Required action: Every line below should be repeated exactly.

Data extracted from a collection

PR #188, opened 2016-06-07
Add take1() to GpuArray.

abergeron:
I just realized that this is missing.


pygpu/gpuarray.pyx
```diff
@@ -1695,6 +1704,20 @@ cdef class GpuArray:
 
         array_setarray(tmp, gv)
 
+    def take1(self, GpuArray idx):
```
nouiz: Add tests for that method. It can be basic test just to make sure it work and we don't remove/break it by mistake.

nouiz:
It is good that you add it. Did you plan to use it in Theano?

abergeron:
Yes probably for the GpuAdvancedSubtensor python code.

abergeron:
Now with test™.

Written response:
PR #188, opened 2016-06-07
Add take1() to GpuArray.

abergeron:
I just realized that this is missing.


pygpu/gpuarray.pyx
```diff
@@ -1695,6 +1704,20 @@ cdef class GpuArray:
 
         array_setarray(tmp, gv)
 
+    def take1(self, GpuArray idx):
```
nouiz: Add tests for that method. It can be basic test just to make sure it work and we don't remove/break it by mistake.

nouiz:
It is good that you add it. Did you plan to use it in Theano?

abergeron:
Yes probably for the GpuAdvancedSubtensor python code.

abergeron:
Now with test™.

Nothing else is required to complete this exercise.